Most surveys are poorly constructed, unscientifically fabricated, with questionable reporting accuracy. A survey is only helpful if it is anchored in separate sources of empirical data. In a recent survey by XLA Collab of 250 enterprises, 88% used Customer Satisfaction surveys (CSAT) as the preferred method of gathering information. 77% found their surveys to be of little actionable use.

Customer satisfaction equals experience management.

Customer Satisfaction is about the acceptance or rejection of a transaction. Did the agent solve your problem to your satisfaction? Customer experience is about how you make people feel. When they look back on their interaction, how will they remember it? Joe Pine says, “memories are the hallmark of the experience.”

Experience is a constant baseline that we improve over time.

Human beings are self-programming sensors. So, they constantly adjust their expectations and reactions. This means that a consistent level of service will generate an inconsistent set of experience results. This is even more likely over time. We refer to this as the gravity enigma. Experience is subject to the gravity of expectations and, in extension, the gravity of perceived performance.

Experience is based on psychology.

Experience in an enterprise is not about individuals; it is based on anthropology and, specifically, digital anthropology. To be crude, as an enterprise, we don’t care why Sally or Arthur feel the way they do; we care THAT they feel the way they do. We are not so concerned with Sally or Arthur, but we care about everyone, LIKE Sally and Arthur. Experience management in an enterprise is a scale business.

So what about XLAs?

The Experience Level Agreement was first invented by the Innovation Transformation Strategist Marcel Broumels in 2007. The XLA pulls together the essential layers of an experience to make it a defined and manageable proposition.

The XLA starts with the experience that an enterprise wishes to stage. This could be a car showroom experience, a service-desk interaction, an onboarding process, or even the experience of patients and staff in an emergency room. We then disassemble the staged experience into sentiment aspects, experience indicators, service components, and key performance indicators.

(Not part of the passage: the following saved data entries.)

PR #5353, opened 2026-05-20
Fixes #5349. Ignore non-readable poll events during ANSI shutdown

### LINKED ISSUE #5349: ANSI app can hang in IApplication.Dispose() after RunAsync returns
This showed up while running an ANSI-driver integration smoke test in my SkillView tool while testing after upgrading to v2.2.1. However it looks like there is the same repro on 2.2.0-rc.3, hanging in the same place.

## Details
- Repo/version: gui-cs/Terminal.Gui v2.2.1
- Also reproduces on: v2.2.0-rc.3
- OS: macOS  26.4.1 arm64
- SDK/runtime: .NET SDK 10.0.201
- Driver: ANSI
- Expected: process exits after RunAsync and Dispose()
- Actual: RunAsync returns, window.Dispose() returns, app.Dispose() hangs

## Repro

```
 using Terminal.Gui.App;
 using Terminal.Gui.Views;
 
 internal static class Program
 {
     private static async Task<int> Main()
     {
         var app = Application.Create();
         app.Init("ansi");
         app.StopAfterFirstIteration = true;
 
         var window = new Window { Title = "TG repro" };
 
         Console.WriteLine("before RunAsync");
         await app.RunAsync(window, CancellationToken.None, null);
         Console.WriteLine("after RunAsync");
 
         Console.WriteLine("before window.Dispose");
         window.Dispose();
         Console.WriteLine("after window.Dispose");
 
         Console.WriteLine("before app.Dispose");
         app.Dispose();
         Console.WriteLine("after app.Dispose");
 
         return 0;
     }
 }
```

STEPS:
```
 dotnet new console -n TgDisposeRepro -f net10.0
 cd TgDisposeRepro
 dotnet add package Terminal.Gui --version 2.2.1
 # replace Program.cs with the repro above
 dotnet run
```

### Observed output

 before RunAsync
 after RunAsync
 before window.Dispose
 after window.Dispose
 before app.Dispose
_hangs here_

harder:
## Fixes

- Fixes #5349

## Proposed Changes
- Change `UnixIOHelper.IsInputAvailable ()` to return `true` only when `poll()` reports `POLLIN`
- Add `UnixIOHelperTests` to cover both a readable poll event and a non-readable poll event on Unix-like platforms
- Keep the fix at the shared helper so all ANSI input paths stop treating `POLLHUP`/`POLLERR`/`POLLNVAL`-only wakeups as readable input

## Root Cause

`AnsiInput.FlushInput ()` uses `UnixIOHelper.IsInputAvailable ()` to decide whether to keep draining input during shutdown.

On Unix/macOS, `poll()` can wake up with non-readable events such as `POLLHUP` or `POLLNVAL` without `POLLIN`. The old helper treated any `poll() > 0` result as readable input,   so shutdown could attempt another read even though no readable data was available. If that happened while `MainLoopCoordinator.Stop ()` was waiting for the input task to exit, `app.Dispose ()` could hang.

## OSS Comparison

This fix matches the defensive pattern used by other mature terminal codebases:
- `prompt_toolkit` fixed the same class of closed/unpollable-stdin bugs by treating EOF/unpollable stdin as terminal closure and unregistering the reader
- `kitty` currently has an active bug in the same family where non-readable poll events are effectively treated as readable
- `lnav`, `vim`, `zsh` ZLE, and `arcan` all gate reads on `POLLIN` and handle hangup/error events separately

That makes this change consistent with established terminal I/O practice: only read when `POLLIN` is set.

## Verification
- `dotnet build --no-restore`
- `dotnet test --project Tests/UnitTestsParallelizable --no-build --filter-class "*UnixIOHelperTests"`
- `dotnet test --project Tests/UnitTestsParallelizable --no-build --filter-class "*AllDriverTests"`
- `dotnet test --project Tests/UnitTestsParallelizable --no-build --filter-class "*RunTests"`

No new warnings were introduced in the touched files. The build still reports an existing unrelated `IntegrationTests` analyzer warning (`AD0001`).

```bash
git fetch copilot fix-5349-ansi-dispose-hang
git checkout copilot/fix-5349-ansi-dispose-hang
```

### DIFF
--- a/Terminal.Gui/Drivers/UnixHelpers/UnixIOHelper.cs
+++ b/Terminal.Gui/Drivers/UnixHelpers/UnixIOHelper.cs
@@ -236,7 +236,20 @@ internal static class UnixIOHelper
         {
             int n = poll (pollMap, (uint)pollMap.Length, timeoutMs);
 
-            return n > 0;
+            if (n <= 0)
+            {
+                return false;
+            }
+
+            foreach (Pollfd pollfd in pollMap)
+            {
+                if ((pollfd.revents & (short)Condition.PollIn) != 0)
+                {
+                    return true;
+                }
+            }
+
+            return false;
         }
         catch
         {
--- a/Tests/UnitTestsParallelizable/Drivers/UnixIOHelperTests.cs
+++ b/Tests/UnitTestsParallelizable/Drivers/UnixIOHelperTests.cs
@@ -1,0 +1,85 @@
+using System.Runtime.InteropServices;
+using Terminal.Gui.Drivers;
+
+namespace DriverTests;
+
+/// <summary>
+///     Tests for <see cref="UnixIOHelper"/> polling semantics on Unix-like platforms.
+/// </summary>
+[Collection ("Driver Tests")]
+public class UnixIOHelperTests
+{
+    [DllImport ("libc", SetLastError = true)]
+    private static extern int pipe (int [] pipefd);
+
+    [DllImport ("libc", SetLastError = true)]
+    private static extern int close (int fd);
+
+    [Fact]
+    // Copilot
+    public void IsInputAvailable_ReturnsTrue_WhenPollReportsReadableData ()
+    {
+        if (!OperatingSystem.IsLinux () && !OperatingSystem.IsMacOS () && !OperatingSystem.IsFreeBSD ())
+        {
+            return;
+        }
+
+        int [] pipeFds = new int [2];
+        Assert.Equal (0, pipe (pipeFds));
+
+        try
+        {
+            byte [] payload = [0x41];
+            Assert.Equal (1, UnixIOHelper.write (pipeFds [1], payload, payload.Length));
+
+            UnixIOHelper.Pollfd [] pollMap =
+            [
+                new ()
+                {
+                    fd = pipeFds [0],
+                    events = (short)UnixIOHelper.Condition.PollIn
+                }
+            ];
+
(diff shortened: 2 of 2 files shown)


tig (approved):
The fix is clean and well-targeted. Here's my review:

## Summary

**Good PR.** The fix correctly addresses a hang during ANSI shutdown by checking `revents` for `POLLIN` instead of treating any poll wake-up (e.g., `POLLHUP`, `POLLERR`, `POLLNVAL`) as readable data. Previously, `poll()` returning > 0 was enough to signal "input available," which could cause a read attempt on a closed/errored fd — leading to a hang.

## Findings

The logic change is correct and the tests exercise both the happy path and the error-event path using real pipes + P/Invoke. Two minor observations:

1. **Test: double-close risk** — In `IsInputAvailable_ReturnsFalse_WhenPollReportsNonReadableEvent`, `pipeFds[0]` is closed inside the `try` block (the test's setup step), but the `finally` block doesn't guard against closing it again. Currently fine because `finally` only closes `pipeFds[1]`, but if someone refactors this, it's fragile. Minor — not blocking.

2. **Test: platform skip pattern** — The early-return skip pattern works but isn't self-documenting in test output (xUnit won't distinguish "skipped" from "passed"). A `Skip` attribute or `Assert.Skip()` would make CI results clearer. Minor — not blocking.

No bugs, no security issues, no logic errors. The change is minimal, correct, and well-tested.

The XLA, or XLA stack, enables us to define, measure, monitor, guarantee and improve the experience. Here is an example of an XLA stack for an IT care work supporting employees (a call center agent or a service-desk team member)

The XLA is an essential component of your experience management strategy because:

  1. It focuses on how people experience outcomes.
  2. It links the experience to the business economic value
  3. It uses empirical experience indicators to gather and validate the sentiment
  4. It focuses on doing what matters rather than doing what is expected or contracted
  5. The XLA considers the context of human wants and needs
  6. The XLA builds on operational data in SLAs and KPIs
  7. An XLA is built to deal with the gravity enigma of expectations and performance.

Success in the experience economy means a relentless focus on the economic value of an employee, supplier, and customer experience.

To achieve that, we must combine CX, UX, BX, and EX talent. We need to build on what we know, evolve beyond what worked in the service economy, and consider XLAs an essential linking pin in our toolkit to achieve integrated experience management across the enterprise.